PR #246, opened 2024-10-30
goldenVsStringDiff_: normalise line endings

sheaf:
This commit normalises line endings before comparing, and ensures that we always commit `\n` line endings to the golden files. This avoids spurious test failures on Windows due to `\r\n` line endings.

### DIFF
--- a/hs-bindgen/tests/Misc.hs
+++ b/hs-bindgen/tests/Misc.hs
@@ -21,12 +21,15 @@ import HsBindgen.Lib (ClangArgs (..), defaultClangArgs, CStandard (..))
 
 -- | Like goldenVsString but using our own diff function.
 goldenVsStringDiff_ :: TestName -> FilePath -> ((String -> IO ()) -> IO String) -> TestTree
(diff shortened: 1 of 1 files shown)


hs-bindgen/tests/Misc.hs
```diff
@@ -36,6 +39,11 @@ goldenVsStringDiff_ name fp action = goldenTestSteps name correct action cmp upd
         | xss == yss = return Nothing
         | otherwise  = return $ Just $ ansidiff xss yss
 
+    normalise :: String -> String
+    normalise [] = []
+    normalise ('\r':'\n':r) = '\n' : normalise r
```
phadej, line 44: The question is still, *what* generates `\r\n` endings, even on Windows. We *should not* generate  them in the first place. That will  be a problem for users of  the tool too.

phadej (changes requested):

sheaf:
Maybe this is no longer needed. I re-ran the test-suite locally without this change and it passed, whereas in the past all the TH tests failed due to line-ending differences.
---
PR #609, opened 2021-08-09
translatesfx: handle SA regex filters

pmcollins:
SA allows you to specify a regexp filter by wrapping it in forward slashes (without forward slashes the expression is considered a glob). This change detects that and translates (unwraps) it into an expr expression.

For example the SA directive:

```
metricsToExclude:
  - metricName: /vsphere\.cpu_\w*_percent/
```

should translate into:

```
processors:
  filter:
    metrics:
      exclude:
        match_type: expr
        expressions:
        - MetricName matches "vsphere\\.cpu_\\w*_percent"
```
---
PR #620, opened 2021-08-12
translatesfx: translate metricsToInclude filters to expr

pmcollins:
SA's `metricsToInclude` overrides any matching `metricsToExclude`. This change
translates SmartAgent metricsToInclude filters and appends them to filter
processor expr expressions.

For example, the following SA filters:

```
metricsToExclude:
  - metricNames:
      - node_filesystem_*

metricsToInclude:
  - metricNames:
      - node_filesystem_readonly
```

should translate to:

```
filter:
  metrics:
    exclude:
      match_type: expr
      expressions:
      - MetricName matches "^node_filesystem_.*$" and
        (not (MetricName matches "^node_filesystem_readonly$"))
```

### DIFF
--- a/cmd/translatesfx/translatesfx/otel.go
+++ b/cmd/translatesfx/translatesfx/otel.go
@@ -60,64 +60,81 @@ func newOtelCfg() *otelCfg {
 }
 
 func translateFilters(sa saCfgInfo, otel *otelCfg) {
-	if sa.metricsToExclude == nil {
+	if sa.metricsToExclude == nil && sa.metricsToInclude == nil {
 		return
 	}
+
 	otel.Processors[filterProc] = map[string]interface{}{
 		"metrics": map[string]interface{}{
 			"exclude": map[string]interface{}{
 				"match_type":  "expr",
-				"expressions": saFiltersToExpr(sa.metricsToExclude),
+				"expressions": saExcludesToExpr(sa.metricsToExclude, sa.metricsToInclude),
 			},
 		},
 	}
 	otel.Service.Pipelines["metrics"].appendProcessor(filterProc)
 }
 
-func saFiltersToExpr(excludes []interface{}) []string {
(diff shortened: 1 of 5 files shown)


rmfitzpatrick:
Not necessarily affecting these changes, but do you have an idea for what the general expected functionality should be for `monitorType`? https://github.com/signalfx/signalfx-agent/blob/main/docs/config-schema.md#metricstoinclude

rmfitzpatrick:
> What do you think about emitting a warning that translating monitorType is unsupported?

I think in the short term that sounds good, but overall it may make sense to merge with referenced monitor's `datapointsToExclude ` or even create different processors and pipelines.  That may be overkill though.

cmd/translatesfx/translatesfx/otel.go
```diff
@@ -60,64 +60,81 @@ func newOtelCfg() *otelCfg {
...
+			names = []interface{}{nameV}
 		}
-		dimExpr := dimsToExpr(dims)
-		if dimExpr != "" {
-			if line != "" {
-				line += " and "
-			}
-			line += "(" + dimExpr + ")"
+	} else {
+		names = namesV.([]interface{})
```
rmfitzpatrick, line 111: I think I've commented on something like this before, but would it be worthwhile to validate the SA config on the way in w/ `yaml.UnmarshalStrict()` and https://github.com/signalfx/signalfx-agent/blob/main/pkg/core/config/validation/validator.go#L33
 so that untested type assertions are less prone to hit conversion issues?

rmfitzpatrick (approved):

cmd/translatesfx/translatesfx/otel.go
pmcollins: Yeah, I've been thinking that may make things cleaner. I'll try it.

*PROBLEM TO SOLVE*
Print the lines above from the one with "PR #246, opened 2024-10-30" through the one with "Maybe this is", both included, exactly as written and nothing more.

*WRITTEN RESPONSE*
PR #246, opened 2024-10-30
goldenVsStringDiff_: normalise line endings

sheaf:
This commit normalises line endings before comparing, and ensures that we always commit `\n` line endings to the golden files. This avoids spurious test failures on Windows due to `\r\n` line endings.

### DIFF
--- a/hs-bindgen/tests/Misc.hs
+++ b/hs-bindgen/tests/Misc.hs
@@ -21,12 +21,15 @@ import HsBindgen.Lib (ClangArgs (..), defaultClangArgs, CStandard (..))
 
 -- | Like goldenVsString but using our own diff function.
 goldenVsStringDiff_ :: TestName -> FilePath -> ((String -> IO ()) -> IO String) -> TestTree
(diff shortened: 1 of 1 files shown)


hs-bindgen/tests/Misc.hs
```diff
@@ -36,6 +39,11 @@ goldenVsStringDiff_ name fp action = goldenTestSteps name correct action cmp upd
         | xss == yss = return Nothing
         | otherwise  = return $ Just $ ansidiff xss yss
 
+    normalise :: String -> String
+    normalise [] = []
+    normalise ('\r':'\n':r) = '\n' : normalise r
```
phadej, line 44: The question is still, *what* generates `\r\n` endings, even on Windows. We *should not* generate  them in the first place. That will  be a problem for users of  the tool too.

phadej (changes requested):

sheaf:
Maybe this is no longer needed. I re-ran the test-suite locally without this change and it passed, whereas in the past all the TH tests failed due to line-ending differences.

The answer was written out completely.